Granja-Fernández, R., B. Maya-Alvarado, F. A. Rodríguez-Zaragoza, and A. López-Pérez. 2023. Ophiuroidea (Echinodermata) diversity partitioning across the eastern tropical Pacific. Regional Studies in Marine Science 60: 102835.

Ophiuroidea is one of the most suitable marine groups for exploring diversity partitioning in the ocean due to its wide distribution and particular lifestyles. Nevertheless, diversity and its variation have yet to be investigated, and even basic information for large areas such as the eastern tropical Pacific (ETP) is still lacking. The present contribution explores α, β, and γ-diversity patterns of Ophiuroidea from the ETP at four spatial scales (Operational Geographic Units, Ecoregions, Provinces, and Realms). Based on literature records, databases, and scientific collections, an occurrence matrix was constructed for 69 shallow water (0–200 m) Ophiuroidea of the ETP (Mexico–Peru). Diversity evaluation based on rarefaction curves indicated that the observed richness tends to reach the asymptote. At the province and the ecoregion levels, β-diversity was the most important component explaining γ-diversity. The components that mainly contributed to the differentiation between provinces and ecoregions were the intersection of nestedness and β-diversity. PERMANOVA and SIMPER results showed that species composition presented significant differences at all spatial levels. The PCO ordination indicated that the first component (PCO1) explained the variation in species composition in a longitudinal gradient between coastal and oceanic ecoregions, while PCO2 showed a latitudinal gradient. The shade plot yielded three clusters (northern, southern, and widely distributed species). In general, α-diversity was explained by differences in sampling effort and methods; in contrast, β-diversity and its components were mainly explained by patterns and processes occurring at different spatial scales (provinces and ecoregions) such as oceanographic conditions, geographic extension, dispersal, and environmental heterogeneity. This work represents the first attempt to analyze the distribution patterns of shallow-water Ophiuroidea from the ETP.

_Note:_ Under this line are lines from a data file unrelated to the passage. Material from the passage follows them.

PR #2489, opened 2023-02-13
[BW] Prepare simulator before first scan

alteral:
## Description

`Then` prepare_simulator lane was not triggered on cron checks
`Now` it will


nuno-vieira (approved):
LGTM! ✅

PR #2497, opened 2023-02-20
Fix auto-filtering when filter and DB value types don't match

ipavlidakis:
### 🔗 Issue Links

Resolves [Link](https://github.com/GetStream/ios-issues-tracking/issues/326)

### 📝 Summary

The following filter doesn't work correctly with auto filtering.

```swift
let controller = streamChatClient.channelListController(
      query: ChannelListQuery(filter: .and([
            .equal(.type, to: .custom("test")),
            .containMembers(userIds: ["12632287"]),
      ]))
)
```

### 🛠 Implementation

The issue appears to be that the filter's and DB's value type don't match and when they are being compared it fails.

To maintain our type-safe API while supporting auto-filtering, we will provide a valueMapper on the filter that will allow in cases where the filter's and DB's value type don't match, to disambiguate the problem by mapping the filter's value to the a value that matches the DB's value type.

### ☑️ Contributor Checklist

### 🎁 Meme

meme

### DIFF
--- a/Sources/StreamChat/Query/Filter.swift
+++ b/Sources/StreamChat/Query/Filter.swift
@@ -215,34 +215,34 @@ public struct FilterKey<Scope: FilterScope, Value: FilterValue>: ExpressibleBySt
 
     /// The mapper that will transform the input value to a value that
     /// can be compared with the DB value
-    typealias InputValueMapper = (Any) -> FilterValue?
-    typealias TypeInputValueMapper = (Value) -> FilterValue?
-    let inputValueMapper: InputValueMapper?
+    typealias ValueMapper = (Any) -> FilterValue?
+    typealias TypedValueMapper = (Value) -> FilterValue?
+    let valueMapper: ValueMapper?
 
     public init(stringLiteral value: String) {
         rawValue = value
-        inputValueMapper = nil
+        valueMapper = nil
         keyPathString = nil
     }
 
     public init(rawValue value: String) {
         rawValue = value
         keyPathString = nil
-        inputValueMapper = nil
+        valueMapper = nil
     }
 
     init(
         rawValue value: String,
         keyPathString: String,
-        inputValueMapper: TypeInputValueMapper? = nil
+        valueMapper: TypedValueMapper? = nil
     ) {
         rawValue = value
         self.keyPathString = keyPathString
-        self.inputValueMapper = {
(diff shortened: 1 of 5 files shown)


martinmitrevski (approved):
LGTM ✅

polqf (approved):
Just wondering if there is any case in which we would like to allow integrators to create a filter  key with a mapper

Sources/StreamChat/Query/Filter.swift
```diff
@@ -99,18 +99,27 @@ public struct Filter<Scope: FilterScope> {
...
+
+    /// The keypath of the DB object that will be compared with the input value during
+    /// a local filtering.
     let keyPathString: String?
 
     init(
         operator: String,
         key: String?,
         value: FilterValue,
+        valueMapper: ValueMapper?,
```
nuno-vieira, line 115: The problem I see with this approach is that it might be error prone, we need to make sure we don't forget to provide a value mapper for all enums or for every FilterValue that requires it. IMO we should make sure all FilterValues are convirtible to String raw value

ipavlidakis: We had a discussion about this. The problem with having a way to convert everything to `String` it may require us to expose functionality to customers that it's not needed. 

In this way we are very explicit about when we need to include the valueMapper. 

As this approach is meant for internal usage only and helps us quickly resolve the issue we have, I consider it safe enough. Once we start exposing more entities into auto filtering and especially when we need to expose the functionaliy publically we can reevaluate it

nuno-vieira: Exposing a filterRawValue should not be a big deal, but fine, if the team is okay with this approach. I just think we could introduce similar issues in the future. But we can improve it later if we verify it is error prone 👍

nuno-vieira: Either way, we should test all filters to make sure they are converted correctly. At least only the equal operator. For example, how is URL converted?

ipavlidakis: Exposing a `filterRawValue` means that we are moving the responsibility for converting the value to the filter when the definition of it is happening on the FilterKey. For simplicity, we should try to keep the filter as clean and unaware of the key and it's operations as possible. In that way we can have every related to the key and how it's being interpreted in one place.

PR #125, opened 2024-07-24
fix: save settings on exit

smnppKDAB:
We add a way to save settings before exiting if there are changes. This make the tests to pass with the corrected knut.json

### DIFF
--- a/src/core/settings.h
+++ b/src/core/settings.h
@@ -136,6 +136,7 @@ private:
     void updatePaths(const QString &path, const std::string &json_path, bool add);
     void saveSettings();
     bool isUser() const;
+    void saveOnExit();
 
     inline static Settings *m_instance = nullptr;
 
--- a/src/core/knutcore.cpp
+++ b/src/core/knutcore.cpp
@@ -86,6 +86,10 @@ void KnutCore::process(const QStringList &arguments)
     else
         mode = Settings::Mode::Gui;
 
+    // Finish scripts using scriptFinished(), not just when the last window is closed
+    if (mode == Settings::Mode::Test)
+        QApplication::setQuitOnLastWindowClosed(false);
+
     initialize(mode);
 
     const QStringList positionalArguments = parser.positionalArguments();
--- a/src/core/settings.cpp
+++ b/src/core/settings.cpp
@@ -85,6 +85,7 @@ Settings::Settings(Mode mode, QObject *parent)
 
 Settings::~Settings()
 {
+    saveOnExit();
     m_instance = nullptr;
 }
 
@@ -296,6 +297,13 @@ void Settings::saveSettings()
     QTextStream stream(&file);
     stream << QString::fromStdString(settings.dump(4, ' ', false));
     emit settingsSaved();
+}
+
+void Settings::saveOnExit()
+{
+    if (m_saveTimer->isActive()) {
+        saveSettings();
+    }
 }
 
 bool Settings::isUser() const


dfaure-kdab:
Looks good to me, but this is my idea in the first place, so I'll let @LeonMatthesKDAB review ;-)

Debugging indicated that with offscreen QPA the Settings timer had time to fire but without it, the app would exit due to lastWindowClosed(), without waiting for scriptFinished and without saving settings.

LeonMatthesKDAB (changes requested):
Overall making sure we save the settings when the timer is still active definitely makes sense.
However, can you try calling saveOnExit() in the Settings destructor, instead of connecting it to scriptFinished?

It just seems like that would be the more fool-proof option and should cover more cases.

LeonMatthesKDAB:
Hm, I just tried testing knut locally and this PR actually doesn't seem to fix the issue :thinking: 
Strangely 2/3 tests fail without actually telling me which file is different.
And the other one tells me that knut.json is missing in the `expected` folder.
Which to me almost sounds like it's now saving settings that it didn't used to before.

LeonMatthesKDAB:
So for the mfc_convert_ribbon test I get the following files:

expected
```
{
    "qtui": {
        "custom_widgets": [
            "MySliderCtrl|\"mysliderctrl.h\"|QSlider"
        ]
    }
}
```

actual
```
{
    "qtui": {
        "custom_widgets": [
            "MySliderCtrl|\"mysliderctrl.h\"|QSlider"
        ]
    },
    "rc": {
        "dialog_flags": [
            "UpdateGeometry",
            "UseIdForPixmap"
        ],
        "dialog_scalex": 1.5,
        "dialog_scaley": 1.65
    }
}
```

So is this change correct?

dfaure-kdab:
Don't forget the additional variable of running tests via ctest/CI versus running tests directly (QtCreator or command-line).
This patch here is about ensuring that both leads to the same result. Previously, ctest/CI would save on exit while QtCreator/cmdline would not (because of lastWindowClosed).

So yes, if you stay within the ctest/CI use case, this patch isn't needed. But better save in all cases to minimize surprises.

Calling saveOnExit() in the Settings destructor is an interesting idea, I'll let @smnppKDAB test it.

smnppKDAB:
> Hm, so for me the tests only pass with these patches: https://codereview.kdab.com/c/kdab/mfc-utils/+/144535
> 
> Are these updates expected? I'm not too familiar with mfc-utils, so can't tell if they are sensible.

Here is the corresponding MR : https://codereview.kdab.com/c/kdab/mfc-utils/+/144526

src/core/settings.h
```diff
@@ -104,6 +104,8 @@ class Settings : public QObject
     Q_INVOKABLE bool hasValue(QString path) const;
     Q_INVOKABLE QVariant value(QString path, const QVariant &defaultValue = {}) const;
 
+    void saveOnExit();
```
dfaure-kdab, line 107: Should be private now that it's only called internally.

LeonMatthesKDAB:
> > Hm, so for me the tests only pass with these patches: https://codereview.kdab.com/c/kdab/mfc-utils/+/144535
> > Are these updates expected? I'm not too familiar with mfc-utils, so can't tell if they are sensible.
> 
> Here is the corresponding MR : https://codereview.kdab.com/c/kdab/mfc-utils/+/144526

Oh, right, I didn't know about that MR. Please link any MRs that a PR is related to next time :)

src/core/settings.h
LeonMatthesKDAB: Why has this been resolved? It is still public.

LeonMatthesKDAB (approved):

dfaure-kdab (approved):

PR #130, opened 2024-07-26
fix: improve script performance by fixing size of row in history panel

smnppKDAB:
this patch reduces the running time of scripts like mfc_update_translation.qml from 80000ms to about 500ms


dfaure-kdab:
+1 from me (those were my suggestions after watching the profiler output on Simon's Mac)

The x160 speedup is pretty impressive.

PR #131, opened 2024-07-29
fix: Make Symbols & query... calls consistent

### LINKED ISSUE #118: Check consistency between `CodeDocument::symbols` and `CppDocument::*Query`
Make sure that we are consistent in the data we are returning between the symbols and the *Query methods from CppDocument.

LeonMatthesKDAB:
We have a lot of symbols that have corresponding functions to query them directly.
Before this commit they actually used completely different queries, which could result in inconsistency between the data returned from a symbol and from the query that should query the same thing.

This also fixes many pointer captures that weren't correct in many instances.

Fix #118


narnaud (approved):
Very nice!

PR #132, opened 2024-07-29
fix: simplify the API documentation

smnppKDAB:
Fixes KDAB#50

This is a follow up of #49.
- remove all "\inqmlmodule in the code documentation
- add an empty string into Script module to be able to use it, just in case for later

### DIFF
--- a/tools/cpp2doc/sourceparser.cpp
+++ b/tools/cpp2doc/sourceparser.cpp
@@ -103,6 +103,10 @@ Data::TypeBlock SourceParser::parseType(QTextStream &stream, QString line)
             parseBlock(line, currentType);
     }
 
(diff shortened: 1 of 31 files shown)


tools/cpp2doc/sourceparser.cpp
```diff
@@ -103,6 +103,10 @@ Data::TypeBlock SourceParser::parseType(QTextStream &stream, QString line)
             parseBlock(line, currentType);
     }
 
+    if (currentType.qmlModule.isEmpty()) {
+        currentType.qmlModule = "Script";
```
narnaud, line 107: The module name has changed to Knut in-between (ie after I created the issue).
So change `"Script"` for `"Knut"` here.

dfaure-kdab (approved):

Issue #62, opened 2024-06-24
Improve the Tree-Sitter inspector


narnaud:
More discussion, quite some changes as we did a 180° turn.

- we keep the inspector as a second window
- we add a button for the code views to open the inspector (for better discoverability)
- improvement on the query editor
    - better syntax highlighting (use scm for that)
    - load/save queries (using scm extension for that)
    - wiggle on error line

narnaud:
Here is a proposal:
- Create a CodeView that could be split, with the code on the left and the TreeSitter tree on the right (one button click will show/hide it), something like [Neovim TreeSitter](https://user-images.githubusercontent.com/2361214/202389106-244ac890-9442-4759-9b2c-4fe3c247dfbc.gif)
- Add a dock for writing TreeSitter query, that you could save and load (apparently the extension is .scm)

This is completely removing the current dialog, but better integrate TreeSitter into Knut.

LeonMatthesKDAB:
Sounds good overall. The inspector could definitely use some love. It's been working fine but it's UX isn't great right now.

Side Note: .scm stands for scheme. Tree-sitter doesn't actually use scheme syntax, but it's close enough that highlighting, etc. should work fine.
We should check whether KSyntaxHighlighter has a lisp/scheme highlighter, which could be good enough.

PR #133, opened 2024-07-31
feat: Scheme syntax highlighting for TreeSitter

LeonMatthesKDAB:
This uses KSyntaxHighlighting::SyntaxHighlighter to enable a
scheme-based syntax highlighting on the TreeSitterInspector.

This still has a few issues, as e.g. #eq? produces a strange
highlighting result and certain keywords are marked up without reason.
But it's still a good improvement from no syntax highlighting.

Part of #62.


itzurabhi (approved):
LGTM

PR #134, opened 2024-07-31
fix!: Remove TreeSitter transformations

LeonMatthesKDAB:
TreeSitter Transformations were unused but remained in the codebase, even though JavaScript string interpolation
is the better way to go anyway.

So remove this feature entirely before 1.0 so we don't have to support it.

Based on #133
Related to #62


itzurabhi (approved):
LGTM

PR #136, opened 2024-07-31
feat: add a way to initialize script dialog from command line

smnppKDAB:
Fixes KDAB#32
Tested in de MR : https://codereview.kdab.com/c/kdab/mfc-utils/+/144788

### DIFF
--- a/src/core/knutcore.cpp
+++ b/src/core/knutcore.cpp
@@ -124,6 +124,18 @@ bool KnutCore::process(const QStringList &arguments)
         }
     }
 
+    // Get json data if provided
+    const QString jsonDataStr = parser.value("data");
+    json jsonData;
+    if (!jsonDataStr.isEmpty()) {
+        try {
+            jsonData = json::parse(jsonDataStr.toStdString());
+        } catch (const json::parse_error &ex) {
+            spdlog::error("JSON parsing error at byte {}: {}", ex.byte, ex.what());
+            return false;
+        }
+    }
+
     // Run the script passed in parameter, if any
     // Exit Knut if there are no windows opened
     auto scriptName = parser.value("run");
@@ -132,8 +144,8 @@ bool KnutCore::process(const QStringList &arguments)
     }
 
     if (!scriptName.isEmpty()) {
-        QTimer::singleShot(0, this, [scriptName]() {
-            ScriptManager::instance()->runScript(scriptName);
+        QTimer::singleShot(0, this, [scriptName, jsonData = std::move(jsonData)]() mutable {
+            ScriptManager::instance()->runScript(scriptName, std::move(jsonData));
         });
         connect(
             ScriptManager::instance(), &ScriptManager::scriptFinished, qApp,
@@ -160,6 +172,7 @@ void KnutCore::initParser(QCommandLineParser &parser) const
                        {{"i", "input"}, "Opens document <file> on startup.", "file"},
                        {{"l", "line"}, "Line in the current file, if any.", "line"},
                        {{"c", "column"}, "Column in the current file, if any.", "column"},
+                       {{"d", "data"}, "JSON data string for initializing the dialog.", "data"},
                        {"json-list", "Returns the list of all available scripts as a JSON file"},
                        {"json-settings", "Returns the settings as a JSON file"}});
 }
--- a/src/core/scriptdialogitem.cpp
+++ b/src/core/scriptdialogitem.cpp
@@ -24,6 +24,9 @@
 #include <QDoubleSpinBox>
 #include <QFile>
 #include <QFileInfo>
+#include <QJsonDocument>
+#include <QJsonObject>
+#include <QJsonValue>
 #include <QLineEdit>
 #include <QMessageBox>
 #include <QPushButton>
@@ -143,6 +146,29 @@ ScriptDialogItem::ScriptDialogItem(QWidget *parent)
     m_data->registerDataChangedCallback([this](const QString &key, const QVariant &value) {
         changeValue(key, value);
     });
+}
+
+void ScriptDialogItem::initialize(nlohmann::json &&jsonData)
+{
+    for (auto it = jsonData.cbegin(); it != jsonData.cend(); ++it) {
+        const QString key = QString::fromStdString(it.key());
+
+        QVariant value;
+        if (it.value().is_string()) {
+            value = QString::fromStdString(it.value().get<std::string>());
+        } else if (it.value().is_boolean()) {
+            value = it.value().get<bool>();
+        } else if (it.value().is_number_integer()) {
+            value = it.value().get<int>();
+        } else if (it.value().is_number_float()) {
+            value = it.value().get<double>();
+        } else {
+            spdlog::error("Unsupported data type for key '{}'", it.key());
+            value = QString::fromStdString(it.value().dump());
+        }
+
+        changeValue(key, value);
+    }
 }
 
 void ScriptDialogItem::done(int code)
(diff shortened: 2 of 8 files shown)


src/core/knutcore.cpp
```diff
@@ -132,8 +139,8 @@ bool KnutCore::process(const QStringList &arguments)
     }
 
     if (!scriptName.isEmpty()) {
-        QTimer::singleShot(0, this, [scriptName]() {
-            ScriptManager::instance()->runScript(scriptName);
+        QTimer::singleShot(0, this, [scriptName, jsonData]() {
```
LeonMatthesKDAB, line 142:
```suggestion
        QTimer::singleShot(0, this, [scriptName, jsonData=move(jsonData)]() {
```

src/core/knutcore.cpp
```diff
@@ -160,6 +167,7 @@ void KnutCore::initParser(QCommandLineParser &parser) const
                        {{"i", "input"}, "Opens document <file> on startup.", "file"},
                        {{"l", "line"}, "Line in the current file, if any.", "line"},
                        {{"c", "column"}, "Column in the current file, if any.", "column"},
+                       {{"d", "data"}, "JSON data string or file for initializing the dialog.", "data"},
```
LeonMatthesKDAB, line 170: It says here that this parameter could point to a JSON file. This sounds very useful, but I think it's not actually implemented?

src/core/scriptdialogitem.cpp
```diff
@@ -145,6 +148,28 @@ ScriptDialogItem::ScriptDialogItem(QWidget *parent)
...
+            value = it.value().get<bool>();
+        } else if (it.value().is_number_integer()) {
+            value = it.value().get<int>();
+        } else if (it.value().is_number_float()) {
+            value = it.value().get<double>();
+        } else {
+            value = QString::fromStdString(it.value().dump());
+        }
+
+        changeValue(key, value);
```
LeonMatthesKDAB, line 169: As `changeValue` may now be called by user input, we will need proper error handling for it.
Please at least add a `spdlog::warning` calls to `changeValue` in case no widget could be found for the key.
Otherwise it could be quite frustrating to use if you don't even get notified about a typo in the key.

src/core/scriptdialogitem.h
```diff
@@ -14,8 +14,11 @@
 #include <QJSValue>
 #include <QQmlListProperty>
 #include <QQmlPropertyMap>
+#include <nlohmann/json.hpp>
 #include <vector>
 
+using json = nlohmann::json;
```
LeonMatthesKDAB, line 20: Don't add using directives in a header. All dependents will have the same `use` statement, which could lead to conflicts.
Prefer fully-qualifying in the header.

src/core/scriptmanager.cpp
```diff
@@ -77,7 +77,7 @@ QAbstractItemModel *ScriptManager::model()
     return model;
 }
 
-void ScriptManager::runScript(const QString &fileName, bool async, bool log)
+void ScriptManager::runScript(const QString &fileName, const json &data, bool async, bool log)
```
LeonMatthesKDAB, line 80: Ideally take the data by r-value reference so you can move it instead of copying.
It's user input that we don't know the size of, so copying may be expensive.

src/core/scriptrunner.cpp
```diff
@@ -289,6 +289,16 @@ QQmlEngine *ScriptRunner::getEngine(const QString &fileName)
...
+json ScriptRunner::jsonData()
+{
+    return m_jsonData;
+}
+
+void ScriptRunner::setJsonData(const json &data)
+{
+    m_jsonData = data;
+}
+
```
LeonMatthesKDAB, line 301: These functions are never used I think.
The member can probably go as well?

src/core/knutcore.cpp
```diff
@@ -124,6 +124,13 @@ bool KnutCore::process(const QStringList &arguments)
         }
     }
 
+    // Get json data if provided
+    const QString jsonDataStr = parser.value("data");
+    json jsonData;
+    if (!jsonDataStr.isEmpty()) {
+        jsonData = json::parse(jsonDataStr.toStdString());
```
LeonMatthesKDAB, line 131: This may throw an exception that we should handle gracefully.
See also: https://json.nlohmann.me/features/parsing/parse_exceptions/

LeonMatthesKDAB (dismissed):
Cool change overall, and an important feature :partying_face: 

There's still some loose ends to tidy up before we can merge this though.

LeonMatthesKDAB:
Oh, also side note: This should be `feat:` not `fix:`, it's adding a new feature, not fixing anything existing IMO :)

src/core/scriptdialogitem.cpp
```diff
@@ -535,6 +560,12 @@ void ScriptDialogItem::createProperties(QWidget *dialogWidget)
 void ScriptDialogItem::changeValue(const QString &key, const QVariant &value)
 {
     auto widget = findChild<QWidget *>(key);
+
+    if (!widget) {
```
LeonMatthesKDAB, line 564: With this change we won't ever reach the special case about Combobox Models.
It may be easier to just `return` whenever we found a value and warn at the end of the function instead?

As this warning also won't work in case that the widget exists but is of an unsupported type.

src/core/scriptmanager.cpp
LeonMatthesKDAB: This isn't using r-value references correctly.

1. const r-value references will force another copy (see: https://www.sandordargo.com/blog/2021/08/18/const-rvalue-references )
2. This function is declared in the header as taking an l-value reference
3. In order to avoid copies we would have to use r-value references all the way down from start to finish. There's still other functions that this is passed to/from that will force a copy of the data.

Maybe it's better if we stick with l-value references for now?

LeonMatthesKDAB (commented):
Still a few issues left, but looking good otherwise :)

src/core/scriptmanager.cpp
dfaure-kdab: I showed Simon how to use r-value references all the way down from start to finish, expect an updated commit ;)

LeonMatthesKDAB: Ah, very nice :)

LeonMatthesKDAB: Note that I will be on vacation starting tomorrow.
@dfaure-kdab Feel free to approve yourself.

You may have to dismiss my old review then, which you should be able to do at the bottom of the PR.
image

src/core/scriptdialogitem.cpp
```diff
@@ -145,6 +148,28 @@ ScriptDialogItem::ScriptDialogItem(QWidget *parent)
...
+        if (it.value().is_string()) {
+            value = QString::fromStdString(it.value().get<std::string>());
+        } else if (it.value().is_boolean()) {
+            value = it.value().get<bool>();
+        } else if (it.value().is_number_integer()) {
+            value = it.value().get<int>();
+        } else if (it.value().is_number_float()) {
+            value = it.value().get<double>();
+        } else {
+            value = QString::fromStdString(it.value().dump());
```
dfaure-kdab, line 166: Maybe with an error message (with spdlog) here about the unsupported data type, to facilitate debugging?

src/core/scriptrunner.cpp
```diff
@@ -346,6 +347,7 @@ QVariant ScriptRunner::runQml(const QString &fileName, QQmlEngine *engine)
                 window->show();
             } else if (auto dialog = qobject_cast<ScriptDialogItem *>(topLevel)) {
                 engine->setProperty("scriptWindow", true);
+                dialog->initialize(std::move(data)); // Pass the json data to initialize method
```
dfaure-kdab, line 350: The comment doesn't really add any value ;)

src/core/scriptdialogitem.cpp
```diff
@@ -557,6 +590,11 @@ void ScriptDialogItem::changeValue(const QString &key, const QVariant &value)
             if (comboBox->count())
                 comboBox->setCurrentIndex(0);
         }
+        return;
+    }
+
+    if (!widget) {
+        spdlog::warn("No widget found for the key '{}'.", key.toStdString());
```
dfaure-kdab, line 597:
```
} else {
    spdlog::warn("Unsupported widget type '{}' for the key '{}'.", widget->metaObject()->className(), key.toStdString());
}
```

dfaure-kdab (approved):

Bento, M., H. Niza, A. Cartaxana, S. Bandeira, J. Paula, and A. M. Correia. 2023. Mind the Gaps: Taxonomic, Geographic and Temporal Data of Marine Invertebrate Databases from Mozambique and São Tomé and Príncipe. Diversity 15: 70.

One of the best ways to share and disseminate biodiversity information is through the digitization of data and making it available via online databases. The rapid growth of publicly available biodiversity data is not without problems which may decrease the utility of online databases. In this study we analyze taxonomic, geographic and temporal data gaps, and bias related to existing data on selected marine invertebrate occurrences along the coastline of two African countries, Mozambique and São Tomé and Príncipe. The final marine invertebrate dataset comprises of 19.910 occurrences, but 32% of the original dataset occurrences were excluded due to data gaps. Most marine invertebrates in Mozambique were collected in seagrasses, whereas in São Tomé and Príncipe they were mostly collected offshore. The dataset has a temporal coverage from 1816 to 2019, with most occurrences collected in the last two decades. This study provides baseline information relevant to a better understanding of marine invertebrate biodiversity data gaps and bias in these habitats along the coasts of these countries. The information can be further applied to complete marine invertebrate data gaps contributing to design informed sampling strategies and advancing refined datasets that can be used in management and conservation plans in both countries.